=== Source records ===

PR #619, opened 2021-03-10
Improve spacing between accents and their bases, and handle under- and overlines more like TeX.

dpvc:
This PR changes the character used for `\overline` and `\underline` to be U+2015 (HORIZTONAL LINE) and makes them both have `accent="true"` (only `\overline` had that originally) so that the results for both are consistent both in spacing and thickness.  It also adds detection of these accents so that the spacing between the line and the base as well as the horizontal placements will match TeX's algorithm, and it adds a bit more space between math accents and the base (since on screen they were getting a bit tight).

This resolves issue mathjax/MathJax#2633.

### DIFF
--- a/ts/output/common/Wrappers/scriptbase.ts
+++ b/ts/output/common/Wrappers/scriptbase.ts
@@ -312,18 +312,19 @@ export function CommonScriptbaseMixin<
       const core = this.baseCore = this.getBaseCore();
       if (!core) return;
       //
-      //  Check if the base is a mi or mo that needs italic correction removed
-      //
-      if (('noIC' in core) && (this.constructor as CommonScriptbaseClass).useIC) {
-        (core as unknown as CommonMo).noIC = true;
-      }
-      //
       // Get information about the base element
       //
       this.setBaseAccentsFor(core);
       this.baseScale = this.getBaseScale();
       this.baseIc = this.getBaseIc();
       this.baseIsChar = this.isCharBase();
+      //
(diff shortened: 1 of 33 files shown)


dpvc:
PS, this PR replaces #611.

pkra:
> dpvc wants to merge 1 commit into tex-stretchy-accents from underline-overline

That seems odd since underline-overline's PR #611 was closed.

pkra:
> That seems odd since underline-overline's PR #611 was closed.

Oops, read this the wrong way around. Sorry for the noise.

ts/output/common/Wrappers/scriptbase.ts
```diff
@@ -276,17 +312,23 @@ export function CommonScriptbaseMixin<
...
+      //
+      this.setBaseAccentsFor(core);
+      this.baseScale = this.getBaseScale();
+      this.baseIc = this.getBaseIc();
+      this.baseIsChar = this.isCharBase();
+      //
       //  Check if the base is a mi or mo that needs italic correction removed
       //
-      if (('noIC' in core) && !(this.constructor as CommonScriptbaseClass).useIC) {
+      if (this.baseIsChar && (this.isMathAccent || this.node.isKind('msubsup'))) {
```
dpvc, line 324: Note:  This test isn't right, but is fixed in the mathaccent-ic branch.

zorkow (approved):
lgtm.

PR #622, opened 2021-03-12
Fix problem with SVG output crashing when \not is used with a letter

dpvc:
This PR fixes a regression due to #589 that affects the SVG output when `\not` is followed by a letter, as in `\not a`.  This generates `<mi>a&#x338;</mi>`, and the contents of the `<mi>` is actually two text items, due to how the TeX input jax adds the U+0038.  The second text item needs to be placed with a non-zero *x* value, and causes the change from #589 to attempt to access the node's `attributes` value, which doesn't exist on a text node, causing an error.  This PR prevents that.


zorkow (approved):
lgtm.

===

Aim of the exercise => Your response should be an exact copy of all the records.

Output for this exercise =>
PR #619, opened 2021-03-10
Improve spacing between accents and their bases, and handle under- and overlines more like TeX.

dpvc:
This PR changes the character used for `\overline` and `\underline` to be U+2015 (HORIZTONAL LINE) and makes them both have `accent="true"` (only `\overline` had that originally) so that the results for both are consistent both in spacing and thickness.  It also adds detection of these accents so that the spacing between the line and the base as well as the horizontal placements will match TeX's algorithm, and it adds a bit more space between math accents and the base (since on screen they were getting a bit tight).

This resolves issue mathjax/MathJax#2633.

### DIFF
--- a/ts/output/common/Wrappers/scriptbase.ts
+++ b/ts/output/common/Wrappers/scriptbase.ts
@@ -312,18 +312,19 @@ export function CommonScriptbaseMixin<
       const core = this.baseCore = this.getBaseCore();
       if (!core) return;
       //
-      //  Check if the base is a mi or mo that needs italic correction removed
-      //
-      if (('noIC' in core) && (this.constructor as CommonScriptbaseClass).useIC) {
-        (core as unknown as CommonMo).noIC = true;
-      }
-      //
       // Get information about the base element
       //
       this.setBaseAccentsFor(core);
       this.baseScale = this.getBaseScale();
       this.baseIc = this.getBaseIc();
       this.baseIsChar = this.isCharBase();
+      //
(diff shortened: 1 of 33 files shown)


dpvc:
PS, this PR replaces #611.

pkra:
> dpvc wants to merge 1 commit into tex-stretchy-accents from underline-overline

That seems odd since underline-overline's PR #611 was closed.

pkra:
> That seems odd since underline-overline's PR #611 was closed.

Oops, read this the wrong way around. Sorry for the noise.

ts/output/common/Wrappers/scriptbase.ts
```diff
@@ -276,17 +312,23 @@ export function CommonScriptbaseMixin<
...
+      //
+      this.setBaseAccentsFor(core);
+      this.baseScale = this.getBaseScale();
+      this.baseIc = this.getBaseIc();
+      this.baseIsChar = this.isCharBase();
+      //
       //  Check if the base is a mi or mo that needs italic correction removed
       //
-      if (('noIC' in core) && !(this.constructor as CommonScriptbaseClass).useIC) {
+      if (this.baseIsChar && (this.isMathAccent || this.node.isKind('msubsup'))) {
```
dpvc, line 324: Note:  This test isn't right, but is fixed in the mathaccent-ic branch.

zorkow (approved):
lgtm.

PR #622, opened 2021-03-12
Fix problem with SVG output crashing when \not is used with a letter

dpvc:
This PR fixes a regression due to #589 that affects the SVG output when `\not` is followed by a letter, as in `\not a`.  This generates `<mi>a&#x338;</mi>`, and the contents of the `<mi>` is actually two text items, due to how the TeX input jax adds the U+0038.  The second text item needs to be placed with a non-zero *x* value, and causes the change from #589 to attempt to access the node's `attributes` value, which doesn't exist on a text node, causing an error.  This PR prevents that.


zorkow (approved):
lgtm.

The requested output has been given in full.